The Long Ryders, Sunday Times, June 2004

The rock band reunion is no longer an inherently embarrassing concept. This Summer, their reputation having swollen considerably in their absence, and their influence evident from Nirvana’s Nevermind onwards, the 80’s American alternative band The Pixies are playing to packed stadiums of former fans, more used to seeing them in tiny clubs, and curious latter converts. Television, Wire and Mission of Burma form a trio of serious-minded punk experimentalists who have returned to touring and recording with their dignity and credibility intact. And the unduly obscure 60’s psychedelic icon Arthur Lee, fronting a youthful version of Love, has re-emerged, energised and acclaimed, playing shows with the fearsome, righteous commitment of someone who feels he still has something to prove. These non-appalling reunions mean that even the re-emergence of less well known groups, whose return is unlikely to trouble the front covers of the music monthlies, is suddenly possible. Early 80’s post-punks The Moodists recently reassembled for some shows in their hometown of Melbourne, and Birmingham’s own Captain Beefheart And The Magic Band, The Nightingales, played their first date in fifteen years earlier this month. Anything could happen. Make a wish list and your nostalgic dreams might yet become reality.

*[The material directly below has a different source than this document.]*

PR #365, opened 2026-07-22
Lighter-materials research no longer weakens mass-reduction devices

### LINKED ISSUE #341: Inertial damper becomes less effective when you research technology that creates lighter materials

The Long Ryders, for example, burned briefly but brightly in the mid-80’s, playing a punk-country hybrid to a world full of DX7 synths and Flock Of Seagulls hairstyles, a decade before the generation of bands they inspired found themselves christened as the Alternative Country movement and granted their own rack in the mega-store. You might remember the lone 1985 hit, Looking For Lewis & Clark, which sounded like The Who playing country and western and boasts one of the great harmonica breaks. Jeff Tweedy of Wilco and Chris Robinson of The Black Crows number amongst The Long Ryders’ famous fans and the major label roots rockers The Jayhawks, who used to open for them, recently recruited their former co-frontman Stephen McCarthy to their own ranks. His one-time partner Sid Griffin today lives far from his Kentucky roots in North London. Griffin has a loyal cult following that offers him an infinitely sustainable, if not massively lucrative, career, and his current band The Coal Porters will be playing the Kentucky World Of Bluegrass Festival this autumn, a fact which fills him with enormous pride. Given this, why risk it all and reassemble The Long Ryders?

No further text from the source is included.